Let $X$, and $Y$ be two i.i.d exponential r.v's with rate $1$. I'm supposed to find the distribution of $Y|X+Y = c$, where $c>0$ is some constant. I can prove this by using properties of arrival times of the Poisson process, but not by just using standard conditional probability tricks (if any?!).
This has been my approach so far, but I don't like it much because it looks handwavy and I needed to draw the boundaries on paper:
Given the conditions the joint pdf of $X$, and $Y$ is $f_{XY}(x,y)=e^{-(x+x)}$ and we have $$P(X<x|X+Y=c) = \lim_{\delta\rightarrow 0}\frac{P(X<x,c\leq X+Y<c+\delta)}{P(c\leq X+Y<c+\delta)} $$ $$= \lim_{\delta\rightarrow 0}\frac{\int_0^x\int_c^{c+\sqrt{2}\delta}e^{-(u+v)}dudv}{\int_0^{c-\sqrt{2}\delta}\int_c^{c+\sqrt{2}\delta}e^{-(u+v)}dudv+o(\delta)} $$ $$=\lim_{\delta\rightarrow0}(\text{calculate the integrals})= \frac{x}{c}$$
Is there a more elegant way to do this? There must be..
You can compute the joint pdf of $X$ and $Z=X+Y$ as $$ f_{X,Z}(x,z) =f_{X,Y}(x,z-x) = e^{-z}I_{x<z}$$ (where the Jacobian factor is just one).

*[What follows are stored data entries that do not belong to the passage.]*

PR #1021, opened 2020-07-06
client/api: bugfix for namespace with versioning

ben-toogood:
Fixes `micro --namespace=foo.api.v1 api` not resolving `/bar` to `foo.api.v1.bar`.

### DIFF
--- a/client/api/api.go
+++ b/client/api/api.go
@@ -195,7 +195,7 @@ func Run(ctx *cli.Context, srvOpts ...micro.Option) {
 
 	// resolver options
 	ropts := []resolver.Option{
-		resolver.WithServicePrefix(Namespace + "." + Type),
+		resolver.WithServicePrefix(apiNamespace),
 		resolver.WithHandler(Handler),
 	}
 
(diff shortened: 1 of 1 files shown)


client/api/api.go
```diff
@@ -85,8 +85,14 @@ func Run(ctx *cli.Context, srvOpts ...micro.Option) {
 		Namespace = strings.TrimSuffix(ctx.String("namespace"), "."+Type)
 	}
 
-	// apiNamespace has the format: "go.micro.api"
-	apiNamespace := Namespace + "." + Type
+	// if the namespace was foo.api.v1, it would excape the trim suffix check
+	// above and we want to use this as our API namespace
+	var apiNamespace string
+	if strings.Contains(Namespace, ".api.") {
```
domwong, line 91: Fine as long as we don't have a domain called "api". Have logged a ticket to make sure we close this off https://github.com/micro/development/issues/270 some time in the future.

ben-toogood: This is service prefix, not the multi-tenant domain, e.g "go.micro"

PR #1024, opened 2020-07-08
Micro namespace no longer special, testing the multitenancy isolation of config values + minor account generation and namespace changes

crufter:

### DIFF
--- a/service/auth/handler/auth/accounts.go
+++ b/service/auth/handler/auth/accounts.go
@@ -14,11 +14,28 @@ import (
 
 // List returns all auth accounts
 func (a *Auth) List(ctx context.Context, req *pb.ListAccountsRequest, rsp *pb.ListAccountsResponse) error {
+	// set defaults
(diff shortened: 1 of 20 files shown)


service/auth/handler/auth/accounts.go
```diff
@@ -22,6 +22,9 @@ func (a *Auth) List(ctx context.Context, req *pb.ListAccountsRequest, rsp *pb.Li
 		req.Options.Namespace = namespace.DefaultNamespace
 	}
 
+	// setup the defaults incase none exist
+	a.setupDefaultAccount(req.Options.Namespace)
```
crufter, line 26: This is rather inelegant but required: default account generation only succeeded in the "micro" namespace but not in custom namespaces. This is an unfortunately consequence of "micro" namespace being so special in many ways.

crufter:
Closing due to staleness and irrelevancy

PR #1030, opened 2020-07-09
Push cell tags, change default image

crufter:
For micro run support

***The push to docker fails currently, needs to be fixed***

### DIFF
--- a/service/runtime/service.go
+++ b/service/runtime/service.go
@@ -48,7 +48,7 @@ var (
 	// DefaultRetries which should be attempted when starting a service
 	DefaultRetries = 3
 	// Image to specify if none is specified
-	Image = "docker.pkg.github.com/micro/cells:go"
+	Image = "micro/cells:go"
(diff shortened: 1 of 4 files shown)


crufter:
Ok the cell wont work as is as it expects the following format:

```
docker run micro/cells:go https://github.com/micro/examples helloworld
```

service/runtime/service.go
```diff
@@ -48,7 +48,7 @@ var (
 	// DefaultRetries which should be attempted when starting a service
 	DefaultRetries = 3
 	// Image to specify if none is specified
-	Image = "docker.pkg.github.com/micro/services"
+	Image = "docker.pkg.github.com/micro/cells:go"
```
asim, line 51: if yo can use the image `micro/cells` it will not require any sort of docker login so will work out of the box for all OSS.

crufter: Niiice

Issue #194, opened 2018-02-20
site: tooltip flicker on hover [chrome]


jaketrent:
in-app doc for tooltip.  in chrome.  hover, move cursor, get flicker of tooltip.

jaketrent:
Fixed!

PR #245, opened 2018-08-14
fix(site): tooltip flicker on hover

JustAboutJeff:
### Instructions

- site: fix tooltip flicker on hover [chrome]
- label: bug

### What I'm Solving

- see #194 

### Design Decisions

- After a bit of debugging, the issue here appeared to be driven by mouse events firing too quickly. One solution to this problem is limiting the rate of invocation for callbacks that `setState` within the underlying component. To achieve this, I put together a small `debounce` util function that will not invoke the provided callback prior to a delay timeout.

- There are lots of other implementations of `debounce` out there readily available via `npm`, however I saw from the existing documentation here that `util` may be the place to drop something like this. In addition, there is value in limiting the number of dependencies we take on as we are shipping a library here!
 
- I also decided to throw immediately from `debounce` if the callsite provides incorrectly typed arguments. My thinking was that developers would like to know sooner rather than later that they are not going to get a debounced invocation.

- There may be some additional discussion warranted around using a `throttle` implementation here as opposed to `debounce`. Or reworking the `debounce` implementation to fire immediately, then using timeouts for subsequent invocations. These types of features would have added additional complexity so I figured I would leave that decision to follow up discussion here on github 😅 

### How to Verify

- See `Hover me` example under http://localhost:1337/components/tooltip#in-app-example while 
   running the design system locally with this branch checked out.

### DIFF
--- a/packages/site/pages/components/tooltip.js
+++ b/packages/site/pages/components/tooltip.js
@@ -4,6 +4,7 @@ import Icon from '@pluralsight/ps-design-system-icon/react'
 import React from 'react'
 import Theme from '@pluralsight/ps-design-system-theme/react'
 import Tooltip from '@pluralsight/ps-design-system-tooltip/react'
+import * as funcUtil from '@pluralsight/ps-design-system-util/func'
 
 import {
   Chrome,
@@ -108,8 +109,11 @@ class InAppExample extends React.Component {
       isHovered: false,
       isClicked: false
     }
-    this.handleMouseOver = this.handleMouseOver.bind(this)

Then the pdf for $Z$ is $$ f_Z(z)=\int_0^z e^{-z}dx = ze^{-z}$$ (which should probably be familiar... the sum of two exponentials is a Gamma). So the conditional is $$ f_{X\mid Z}(x\mid z) = \frac{f_{X,Z}(x,z)}{f_Z(z)}=\frac{I_{x<z}}{z}.$$ In other words, $X$ is conditionally uniformly distributed between $0$ and $z.$ (Or $0$ and $c$ in your notation.)